APPENDIX A – AMENDMENT NO. 1 TO THE 2021 STOCK OPTION AND INCENTIVE PLAN
In accordance with Section 16 of Entrada Therapeutics, Inc. (the “Company”) 2021 Stock Option and Incentive Plan (the “Plan”), the Plan is hereby amended as follows, subject to approval of the Company’s stockholders:
1. Section 1 of the Plan is hereby amended to include the following as a new definition: “Outstanding Shares” means, as of a specified date, the sum of (a) number of shares of Stock issued and outstanding and (b) the number of Shares issuable pursuant to the exercise of any outstanding, pre-funded warrants to acquire Shares for a nominal exercise price.
2.The first sentence of Section 3(a) of the Plan is hereby deleted and replaced as follows: (a) Stock Issuable. The maximum number of shares of Stock reserved and available for issuance under the Plan shall be 3,902,672 shares (the “Initial Limit”), subject to adjustment as provided in this Section 3, plus on January 1, 2022 and each January 1 thereafter, the number of shares of Stock reserved and available for issuance under the Plan shall be cumulatively increased by (i) four percent of the Outstanding Shares on the immediately preceding December 31 or (ii) such lesser number of shares as determined by the Administrator (the “Annual Increase”).
This Amendment No. 1 to the Plan (this “Amendment”) constitutes an integral part of the Plan.
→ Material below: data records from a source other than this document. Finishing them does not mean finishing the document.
PR #23517, opened 2026-04-23
core: Make asfunction and event URL prefix case insensitive (close #23514)

### LINKED ISSUE #23514: Html HREF buttons tied to actionscript functions are treated as external URLs.

R3velation:
In AVM1, executing a function from a URL is case insensitive.  The original implementation used `strip_prefix` which is case sensitive.

This patch changes the one-liner `strip_prefix` out for a string split at the point where the `asfunction:` section would end, and then matches with `eq_ignore_case`.  This selects the required prefix without clobbering the case on the address.

This pull request supersedes #23515 and will close #23514.


kjarosh:
Can you add a test for that? Might be also worth testing whether whitespace is stripped around the function, etc.

R3velation:
So both as1/asfunction and as2/textfield_event are handled case insensitively now and I've added tests to flag regressions.  As for white space,  no changes are needed.  Adding white space to the function breaks the reference in standard flash.  Doing the same to asfunction or event breaks the tag entirely and kick you out to a browser.  This is already the normal implemented behavior in Ruffle.  

Don't mind the unverified commits, that's a rebase to the current origin as recommended in CONTRIBUTING.md

This should be ready for review if there isn't anything missing.

Edit: No idea whats going on with avm1/netstream_seek_flv.  It tests good on my windows machine, even after rebase.

core/src/display_object/edit_text.rs
```diff
@@ -2468,17 +2468,27 @@ impl<'gc> EditText<'gc> {
...
-                error!("Couldn't execute URL \"{url:?}\": {e:?}");
-            }
-        } else if let Some(address) = url.strip_prefix(WStr::from_units(b"event:")) {
-            if let Some(object) = self.object2() {
-                let mut activation = Avm2Activation::from_nothing(context);
-                let text = AvmString::new(activation.gc(), address);
-                let event = Avm2EventObject::text_event(&mut activation, "link", text, true, false);
-
-                Avm2::dispatch_event(activation.context, event, object.into());
+        if let Some(prefix_end) = url.find(WStr::from_units(b":")) {
```
kjarosh: I think it would be clearer to define a `strip_url_prefix` function inside `open_url` that will strip the prefix ignoring case. Majority of the code would be left as is.

R3velation: I've moved it into a nested function as recommended.

core/src/display_object/edit_text.rs
```diff
@@ -2468,11 +2468,24 @@ impl<'gc> EditText<'gc> {
     }
 
     fn open_url(self, context: &mut UpdateContext<'gc>, url: &WStr, target: &WStr) {
-        if let Some(address) = url.strip_prefix(WStr::from_units(b"asfunction:")) {
+        fn strip_url_prefix<'a>(url: &'a WStr, prefix: &'a WStr) -> Option<&'a WStr> {
+            if let Some(prefix_end) = url.find(WStr::from_units(b":")) {
+                let (stripped_prefix, address) = url.split_at(prefix_end + 1);
```
kjarosh: You can use `split_once` instead of `find` and `split_at`.

kjarosh: As a side note, you can do it more efficiently by just getting the prefix with length of `prefix.len()` and then comparing it ignoring case with `prefix`. You wouldn't have to split (which is linear wrt the whole string). Comparing the prefix is linear wrt the prefix and fails early.

tests/tests/swfs/avm2/textfield_event/Test.as
```diff
@@ -14,6 +14,7 @@
 				"<p>Or click <a href='event:Second Test'>here</a> to call alert 2</p>" +
 				"<p><a href='event:'>this one is empty</a></p>" +
 				"<p>But <a href='event:a,b,c,d'>this one</a> has lots of args!</p>" +
+				"<p>And <a href='Event:Caps Test'>this one</a> has odd capitalization.</p>" +
```
kjarosh: Honestly, I'm a bit worried about modifying those tests, as by comparing SWFs I can see that the output differs in placement. It would be safer to create new tests—you can base them on these, just don't modify them.

core/src/display_object/edit_text.rs
R3velation: I don't see how a split is avoidable here.  `execute_avm1_asfunction` requires the address stripped of its prefix.  I don't see a way to provide that without some form of split, either in this or after the match.  I can use `WStr::slice` and defer creation of the address to after a successful match.  If I'm misunderstanding what your saying here, please do correct me.

On another note, I am going to eliminate the need to search for the delimiter.  It ends up accounting for about half of the execution time for this function at best with no upper bound on time taken.  Not to mention that the search runs twice.

kjarosh: I don't fully understand what you're saying... `WStr::slice` is not linear.

> On another note, I am going to eliminate the need to search for the delimiter.

That's my point.

tests/tests/swfs/avm2/textfield_event/Test.as
R3velation: I've moved them out of the existing tests and into their own units.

For all purposes of this Amendment, capitalized terms used herein without definition shall have the meanings specified in the Plan, as the Plan shall be in effect on the date hereof after giving effect to the Amendment.
Except as set forth herein, all of the terms and conditions of the Plan, as in effect prior to the effectiveness of this Amendment, shall continue to remain in full force and effect as originally stated therein.
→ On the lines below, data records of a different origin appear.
PR #12812, opened 2023-08-17
core: Implement links in EditTexts, including AVM1 asfunction: and AVM2 event: links

Dinnerbone:
Fixes #4253
Fixes #7340
Fixes #10496

probably others

PR #23518, opened 2026-04-23
fix(avm1): match asfunction: and event: URL prefixes case-insensitively (#23514)

### LINKED ISSUE #23514: Html HREF buttons tied to actionscript functions are treated as external URLs.

mvanhorn:
Closes #23514.

## Problem

Submachine HD builds use HREFs like \`<A HREF="asFunction:toggle_music">music: on</A>\` for their footer controls. The capital-F \`asFunction:\` fell through Ruffle's byte-exact \`strip_prefix(b"asfunction:")\` check and hit the \`navigate_to_url\` fallback, so clicking "music: on" opened \`asFunction:toggle_music\` in the user's web browser instead of calling the AVM1 function.

Flash Player matched both \`asfunction:\` and \`event:\` case-insensitively.

## Fix

In \`EditText::open_url\`, lowercase the URL head once and strip the prefix against the lowercased variant, then slice the original \`url\` from the back to preserve the address's original casing for downstream consumers (the function name passed to \`execute_avm1_asfunction\` and the event text).

Same treatment for \`event:\` — per the issue author's confirmation in #12812 comments that "the check should probably be made case-insensitive", this is the symmetric fix.

## Verification

- \`cargo check -p ruffle_core\` — clean
- \`cargo clippy -p ruffle_core -- -D warnings\` — clean
- \`cargo fmt --check\` — clean

No regression for the existing canonical-case paths; the only behavioural change is that mixed-case variants (\`asFunction:\`, \`ASFUNCTION:\`, \`Event:\`, etc.) now route through the AVM1 / \`link\` event paths instead of opening a browser.

### DIFF
--- a/core/src/display_object/edit_text.rs
+++ b/core/src/display_object/edit_text.rs
@@ -2468,11 +2468,11 @@ impl<'gc> EditText<'gc> {
     }
 
     fn open_url(self, context: &mut UpdateContext<'gc>, url: &WStr, target: &WStr) {
-        if let Some(address) = url.strip_prefix(WStr::from_units(b"asfunction:")) {
+        if let Some(address) = strip_link_scheme(url, WStr::from_units(b"asfunction:")) {
             if let Err(e) = self.execute_avm1_asfunction(context, address) {
                 error!("Couldn't execute URL \"{url:?}\": {e:?}");
             }
-        } else if let Some(address) = url.strip_prefix(WStr::from_units(b"event:")) {
+        } else if let Some(address) = strip_link_scheme(url, WStr::from_units(b"event:")) {
             if let Some(object) = self.object2() {
                 let mut activation = Avm2Activation::from_nothing(context);
                 let text = AvmString::new(activation.gc(), address);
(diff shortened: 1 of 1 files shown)


kjarosh:
Can you add a test for that? Might be also worth testing whether whitespace is stripped around the function, etc.

Please also adhere to the commit message guidelines.

mvanhorn:
Thanks @kjarosh - pushed 9703d256. Extracted the prefix-matching into a \`strip_link_scheme\` helper and added unit tests in \`#[cfg(test)] mod tests\` at the bottom of edit_text.rs:

- canonical \`asfunction:toggle_music\`
- mixed case \`asFunction:ToggleMusic\` (preserves address casing)
- upper case \`ASFUNCTION:play\`
- mixed case \`Event:clicked\`
- non-matching \`https://\` URL
- empty address after \`asfunction:\`
- substring-only \`asfunctionfoo\` (regression guard)

\`cargo test -p ruffle_core --lib\` passes all 7 new tests alongside the existing 65. \`cargo clippy -p ruffle_core -- -D warnings\` and \`cargo fmt --check\` both clean. Also rewrote the commit message to follow the `core: <sentence> (close #NNN)` format in CONTRIBUTING.md.

For the whitespace-around-function question - that would change observable behavior for existing \`asfunction:\` args that intentionally include leading/trailing whitespace, so I did not add that in this PR. Happy to open a follow-up if you want it to trim.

APPROVED BY BOARD OF DIRECTORS: March 26, 2026
APPENDIX B – AMENDMENT NO. 1 TO THE 2021 EMPLOYEE STOCK PURCHASE PLAN
In accordance with Section 18 of Entrada Therapeutics, Inc. (the “Company”) 2021 Employee Stock Purchase Plan (the “ESPP”), the ESPP is hereby amended as follows, subject to approval of the Company’s stockholders:
1.The second sentence of the first paragraph of the ESPP is hereby deleted and replaced as follows:
An aggregate of 278,762 shares of Common Stock have been approved and reserved for this purpose, plus on January 1, 2022, and each January 1 thereafter through January 1, 2031, the number of shares of Common Stock reserved and available for issuance under the Plan shall be cumulatively increased by the least of (i) 557,524 shares of Common Stock, (ii) one percent (1%) of the Outstanding Shares on the immediately preceding December 31st, or (iii) such number of shares of Common Stock as determined by the Administrator. For this purpose, “Outstanding Shares” means, as of a specified date, the sum of (a) number of shares of Common Stock issued and outstanding and (b) the number of shares of Common Stock issuable pursuant to the exercise of any outstanding, pre-funded warrants to acquire shares of Common Stock for a nominal exercise price.
This Amendment No. 1 to the 2021 Employee Stock Purchase Plan (this “Amendment”) constitutes an integral part of the ESPP. For all purposes of this Amendment, capitalized terms used herein without definition shall have the meanings specified in the ESPP, as the ESPP shall be in effect on the date hereof after giving effect to the Amendment.
Except as set forth herein, all of the terms and conditions of the ESPP, as in effect prior to the effectiveness of this Amendment, shall continue to remain in full force and effect as originally stated therein.